The Surprising Link Between Alcohol and CancerPosted on by
By Dafna Kanny, PhD
Senior Scientist, Excessive Alcohol Use Prevention Team, Epidemiology and Surveillance Branch, CDC’s Division of Population Health
Working at CDC often means wearing your “expert hat” wherever you go. One weekend, while pushing my shopping cart in a grocery store, I ran into a CDC colleague I haven’t seen in a while. After catching up on the latest news about our kids, we started chatting about healthy foods; after all, we were at the grocery store.
The conversation quickly turned to our dinner plans for that evening. As a scientist in CDC’s Alcohol Program, I soon found myself wearing my “expert hat” and answering questions on how much alcohol can be consumed. I based my answer on the recommendations in the 2010 U.S. Dietary Guidelines, which define moderate drinking as up to one drink per day for women and up to two drinks per day for men. My colleague was surprised to hear this, as is often the case when people learn about these Guidelines.

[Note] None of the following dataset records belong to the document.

PR #882, opened 2018-05-30
ARUHA-1680 Use strict json parsing for event type publishing

antban:
# One-line summary

ARUHA-1680 Use strict json parsing for event type publishing


src/test/resources/very_complex.json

There is often a lot of confusion about alcohol consumption in the United States. What is clear, though, is that excessive drinking or drinking too much* is a serious public health problem. It kills about 88,000 Americans each year. In 2006, it cost the United States about $224 billion ($1.90 per drink).
Often when people think about the effects of drinking too much, images of car crashes or other fatal injuries come to mind. However, alcohol is also an important—though often overlooked—risk factor for cancer. In fact, studies have shown that alcohol was responsible for about 20,000 cancer deaths in the United States in 2009. Alcohol is known to be a risk factor for cancers of the head and neck (mouth, throat, and voice box), liver, colon, rectum, and breast. According to the National Cancer Institute and the American Cancer Society, this risk increases with the amount of alcohol consumed. Yet about 1 in 6 U.S. adults binge drinks** an average of 4 times per month, and consumes an average of 8 drinks per binge episode, far exceeding the definition of moderate drinking specified in the Dietary Guidelines.
April is Alcohol Awareness Month. So what should we be aware of? First, drinking too much is never a good idea. Second, if you choose to drink, do so in moderation. Lastly, there are effective ways to reduce excessive drinking that can help reduce the risk of cancer and of many other health problems too.
*Drinking too much includes binge drinking** (for women, 4 or more drinks on an occasion, within about 2 hours; for men, 5 or more drinks), heavy drinking (for women, 8 or more drinks per week; for men, 15 or more drinks per week), and any drinking by pregnant women or those younger than 21 years.